To do
Below are records; please set down exactly the lines from the first through the one containing "When a folder".

Excerpted records
Issue #155, opened 2021-02-08
select drafts to keep as user templates before folder is published


blankdots:
#### Description

When a folder is published all drafts are deleted. A user might want to keep some as templates to reuse in other submissions.
Follow-up of https://github.com/CSCfi/metadata-submitter/issues/160

At the submission summary or in the drafts user would be able to select drafts to keep as templates

#### DoD (Definition of Done)

User can keep some templates as drafts and reuse them in submissions

#### Testing

unit and integration testing

blankdots:
User should be able to review drafts before selecting which one to save.

Issue #141, opened 2021-01-26
List draft template belonging to a user


blankdots:
#### Description

as pointed out https://github.com/CSCfi/metadata-submitter-frontend/issues/115#issuecomment-758067489 some of the drafts after a folder is published will be illustrated as templates we need to be able to distinguish them and reuse them in submissions

#### DoD (Definition of Done)

List on the home page with draft templates under `user` -> `drafts`
reuse them in submission process

#### Testing

integration and unit testing

blankdots:
should come after #155

PR #234, opened 2021-04-07
Feature/draft selections

hannyle:
### Description

- Drafts will be shown to users to save as templates before  publishing folders

### Related issues

Closes https://github.com/CSCfi/metadata-submitter-frontend/issues/155

### Type of change

### Changes Made

- Add a form for selecting drafts in component `WizardDraftSelections`
- Add option to `View` the draft
- Add `Cancel` button to close the `Publish dialog`
- Add e2e test for showing draft selections
- Fix e2e test for error 401

### Testing

- [x] Integration Tests

### Mentions

List of drafts saved as templates will be implemented in the next PR (for issuse https://github.com/CSCfi/metadata-submitter-frontend/issues/141)

### DIFF
--- a/src/components/NewDraftWizard/WizardComponents/WizardAlert.js
+++ b/src/components/NewDraftWizard/WizardComponents/WizardAlert.js
@@ -95,7 +95,6 @@ const CancelFormDialog = ({
   }
 
   let [dialogTitle, dialogContent] = ["", ""]
-  // let draftSelections = null
   let dialogActions
   const formContent = "If you save form as a draft, you can continue filling it later."
   const xmlContent = "If you save xml as a draft, you can upload it later."
--- a/src/components/NewDraftWizard/WizardComponents/WizardAlert.js
+++ b/src/components/NewDraftWizard/WizardComponents/WizardAlert.js
@@ -223,12 +223,7 @@ const CancelFormDialog = ({
           dialogTitle = "Publishing objects"
           dialogContent =
             "Objects in this folder will be published. Please choose the drafts you would like to save, unsaved drafts will be removed from this folder."
-
-          dialogActions = (
-            <DialogActions style={{ justifyContent: "center" }}>
-              <WizardDraftSelections onHandleDialog={handleDialog} />
-            </DialogActions>
-          )
+          dialogActions = <WizardDraftSelections onHandleDialog={handleDialog} />
           break
         }
         default: {
@@ -289,7 +284,6 @@ const CancelFormDialog = ({
       <DialogTitle id="alert-dialog-title">{dialogTitle}</DialogTitle>
       <DialogContent>
         <DialogContentText id="alert-dialog-description">{dialogContent}</DialogContentText>
-        {/* {draftSelections} */}
       </DialogContent>
       {error && <ErrorMessage message={errorMessage} />}
       {dialogActions}
--- a/src/components/NewDraftWizard/WizardComponents/WizardAlert.js
+++ b/src/components/NewDraftWizard/WizardComponents/WizardAlert.js
@@ -226,7 +226,7 @@ const CancelFormDialog = ({
 
           dialogActions = (
             <DialogActions style={{ justifyContent: "center" }}>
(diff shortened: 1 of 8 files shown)


src/services/errorMonitor.js
```diff
@@ -3,7 +3,7 @@ export const errorMonitor = res => {
   if (!res.ok) {
     switch (res.status) {
       case 401:
-        window.location = "/error401"
+        // window.location = "/error401"
```
blankdots, line 6: forgotten comment ?

src/components/NewDraftWizard/WizardComponents/WizardDraftSelections.js
```diff
@@ -0,0 +1,197 @@
...
+import { setSubmissionType } from "features/wizardSubmissionTypeSlice"
+import draftAPIService from "services/draftAPI"
+import type { ObjectInsideFolderWithTags } from "types"
+import { getItemPrimaryText } from "utils"
+
+const useStyles = makeStyles(theme => ({
+  formComponent: {
+    margin: theme.spacing(2),
+    padding: 0,
+    overflow: "scroll",
```
blankdots, line 29: image
There is some weird formatting I think we can change this to `auto` and it will be solved, but I have not tested with more items
```suggestion
    overflow: "auto",
```

blankdots (approved):
small issue other than that looks good, draft is saved under user :+1:

hannyle:
> small issue other than that looks good, draft is saved under user 👍

Looks like it's the responsive css issue since I don't have it on my machine.
You could check if it's fixed with my new commit.

blankdots (approved):
now it is better

lilachic:
It runs nicely through all the tests. But when selecting study, fill form, give title and select type and save that as draft, then selecting sample and xml and submit, click next and click publish. It'll open sample form to edit instead of study form? And clicking update for empty form gives patch error.

blankdots:
> update for empty form gives patch error.

Sounds like a bug for updating empty form, which i don't think it is related to this issue, but can be filled in as a bug.

blankdots:
although we do have tests for submitting empty form i assume we don't check updating empty form, maybe that bug can be solved as part of this issue :thinking: . any opinions ?

lilachic:
So now is that bug is filed as 245, or is that another?
What is there still left is that when I select a study from, enter title and select type, then select some other object, like sample, select XML file and submit that file, click next and click publish, then opens the select window, then check the study from to edit, click view, it opens sample form instead of study form?

blankdots:
@lilachic that #245 has nothing to do with this issue (i was working on `develop` when i discovered it), if you want to file a bug you can do it or you can talk with @hannyle who opened this PR to understand how it should be solved what you discovered.

hannyle:
> So now is that bug is filed as 245, or is that another?
> What is there still left is that when I select a study from, enter title and select type, then select some other object, like sample, select XML file and submit that file, click next and click publish, then opens the select window, then check the study from to edit, click view, it opens sample form instead of study form?

@lilachic I understand what you have mentioned. There are 2 issues here: 
- `View` draft redirects to a wrong `objectType`
- Empty form issue https://github.com/CSCfi/metadata-submitter-frontend/issues/245

I have pushed some fixes, please check again if if works correctly now.

src/components/NewDraftWizard/WizardComponents/WizardAlert.js
```diff
@@ -92,6 +95,7 @@ const CancelFormDialog = ({
   }
 
   let [dialogTitle, dialogContent] = ["", ""]
+  // let draftSelections = null
```
lilachic, line 98: Is the comment needed?

lilachic (approved):
Now it looks good.  Seems to work correctly.

hannyle:
> although we do have tests for submitting empty form i assume we don't check updating empty form, maybe that bug can be solved as part of this issue 🤔 . any opinions ?

I can add the test for `Update` empty form as part of issue `245`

Solution
Issue #155, opened 2021-02-08
select drafts to keep as user templates before folder is published


blankdots:
#### Description

When a folder is published all drafts are deleted. A user might want to keep some as templates to reuse in other submissions.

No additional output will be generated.